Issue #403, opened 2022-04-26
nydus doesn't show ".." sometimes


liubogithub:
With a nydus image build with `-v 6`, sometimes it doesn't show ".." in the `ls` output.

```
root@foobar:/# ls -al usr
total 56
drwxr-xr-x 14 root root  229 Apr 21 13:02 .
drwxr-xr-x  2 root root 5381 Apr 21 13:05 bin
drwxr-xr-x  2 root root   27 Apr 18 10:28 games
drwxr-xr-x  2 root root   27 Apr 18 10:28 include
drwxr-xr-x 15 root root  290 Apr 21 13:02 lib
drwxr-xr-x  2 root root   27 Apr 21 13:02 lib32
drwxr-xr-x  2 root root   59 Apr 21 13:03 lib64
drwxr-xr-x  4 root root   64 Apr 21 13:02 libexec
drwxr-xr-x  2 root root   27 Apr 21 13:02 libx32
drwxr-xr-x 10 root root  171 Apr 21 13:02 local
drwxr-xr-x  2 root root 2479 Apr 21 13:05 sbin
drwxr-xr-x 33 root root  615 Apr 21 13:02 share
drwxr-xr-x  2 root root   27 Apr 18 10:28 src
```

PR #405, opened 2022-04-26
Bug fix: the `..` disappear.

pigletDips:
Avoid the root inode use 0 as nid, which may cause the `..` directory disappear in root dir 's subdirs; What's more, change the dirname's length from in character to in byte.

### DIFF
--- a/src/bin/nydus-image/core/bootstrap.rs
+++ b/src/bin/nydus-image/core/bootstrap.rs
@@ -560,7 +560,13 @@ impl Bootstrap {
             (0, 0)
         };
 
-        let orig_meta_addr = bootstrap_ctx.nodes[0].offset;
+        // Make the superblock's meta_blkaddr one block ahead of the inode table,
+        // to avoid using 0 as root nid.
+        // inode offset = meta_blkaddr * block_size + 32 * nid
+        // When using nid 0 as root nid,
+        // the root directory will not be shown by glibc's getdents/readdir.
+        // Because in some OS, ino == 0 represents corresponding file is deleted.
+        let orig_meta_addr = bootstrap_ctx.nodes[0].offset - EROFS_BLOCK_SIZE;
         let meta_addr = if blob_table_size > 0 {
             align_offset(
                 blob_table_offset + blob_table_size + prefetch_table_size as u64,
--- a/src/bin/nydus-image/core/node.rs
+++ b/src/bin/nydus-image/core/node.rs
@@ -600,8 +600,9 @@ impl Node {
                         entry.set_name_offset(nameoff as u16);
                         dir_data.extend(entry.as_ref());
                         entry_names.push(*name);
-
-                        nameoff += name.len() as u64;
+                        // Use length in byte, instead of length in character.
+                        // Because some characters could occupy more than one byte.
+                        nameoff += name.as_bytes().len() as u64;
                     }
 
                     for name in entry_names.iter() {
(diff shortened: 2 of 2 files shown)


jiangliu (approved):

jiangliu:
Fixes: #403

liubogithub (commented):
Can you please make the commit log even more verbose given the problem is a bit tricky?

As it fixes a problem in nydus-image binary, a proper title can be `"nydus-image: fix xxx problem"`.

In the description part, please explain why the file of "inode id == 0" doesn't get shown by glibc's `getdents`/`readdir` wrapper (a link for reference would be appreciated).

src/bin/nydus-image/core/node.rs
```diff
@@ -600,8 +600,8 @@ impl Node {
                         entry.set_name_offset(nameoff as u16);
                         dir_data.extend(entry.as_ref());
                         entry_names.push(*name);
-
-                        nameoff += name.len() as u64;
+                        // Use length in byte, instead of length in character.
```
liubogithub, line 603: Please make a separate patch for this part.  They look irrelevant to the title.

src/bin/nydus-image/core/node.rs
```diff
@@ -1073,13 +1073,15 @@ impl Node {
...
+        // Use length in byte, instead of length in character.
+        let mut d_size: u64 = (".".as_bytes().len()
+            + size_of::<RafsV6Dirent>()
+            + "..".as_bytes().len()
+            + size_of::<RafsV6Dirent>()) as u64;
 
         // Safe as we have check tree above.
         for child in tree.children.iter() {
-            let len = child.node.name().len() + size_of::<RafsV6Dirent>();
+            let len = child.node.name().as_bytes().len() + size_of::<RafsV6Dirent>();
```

* * *

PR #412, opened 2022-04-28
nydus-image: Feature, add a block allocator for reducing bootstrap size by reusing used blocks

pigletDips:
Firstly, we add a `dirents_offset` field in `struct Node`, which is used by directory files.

* * *

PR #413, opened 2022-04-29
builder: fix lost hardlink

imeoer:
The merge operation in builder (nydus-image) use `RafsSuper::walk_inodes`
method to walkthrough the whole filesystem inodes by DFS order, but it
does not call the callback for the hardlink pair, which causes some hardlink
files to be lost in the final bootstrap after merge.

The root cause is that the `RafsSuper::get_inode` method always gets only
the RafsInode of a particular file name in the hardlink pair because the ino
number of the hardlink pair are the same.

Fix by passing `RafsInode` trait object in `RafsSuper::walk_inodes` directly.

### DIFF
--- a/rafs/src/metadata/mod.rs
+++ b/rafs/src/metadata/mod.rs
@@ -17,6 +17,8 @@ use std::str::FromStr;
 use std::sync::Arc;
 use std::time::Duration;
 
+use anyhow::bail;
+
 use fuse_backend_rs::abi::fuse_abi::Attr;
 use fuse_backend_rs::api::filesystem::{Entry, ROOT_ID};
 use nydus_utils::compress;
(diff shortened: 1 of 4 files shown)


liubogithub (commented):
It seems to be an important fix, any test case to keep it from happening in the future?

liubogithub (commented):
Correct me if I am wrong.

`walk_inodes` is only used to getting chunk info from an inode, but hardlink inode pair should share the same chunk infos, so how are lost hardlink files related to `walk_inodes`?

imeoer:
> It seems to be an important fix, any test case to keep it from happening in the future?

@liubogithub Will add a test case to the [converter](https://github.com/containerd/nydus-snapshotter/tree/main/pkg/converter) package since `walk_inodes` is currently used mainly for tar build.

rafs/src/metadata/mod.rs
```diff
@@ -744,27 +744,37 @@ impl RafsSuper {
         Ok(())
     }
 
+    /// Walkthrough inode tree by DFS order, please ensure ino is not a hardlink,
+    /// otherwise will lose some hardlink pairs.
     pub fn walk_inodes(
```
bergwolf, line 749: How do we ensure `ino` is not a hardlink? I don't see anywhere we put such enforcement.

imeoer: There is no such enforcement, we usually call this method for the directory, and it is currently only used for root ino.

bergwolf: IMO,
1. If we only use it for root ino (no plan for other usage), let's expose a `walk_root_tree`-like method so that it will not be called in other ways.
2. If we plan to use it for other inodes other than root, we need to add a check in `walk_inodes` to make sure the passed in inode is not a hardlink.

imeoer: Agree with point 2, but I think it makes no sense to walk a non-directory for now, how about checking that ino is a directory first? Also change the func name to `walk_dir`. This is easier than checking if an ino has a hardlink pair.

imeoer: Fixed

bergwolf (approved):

* * *

→ **WORK TO BE COMPLETED**: For the records above, state how many lines contain the string "readdir", with no added text.

→ **SOLVED PROBLEM**: 2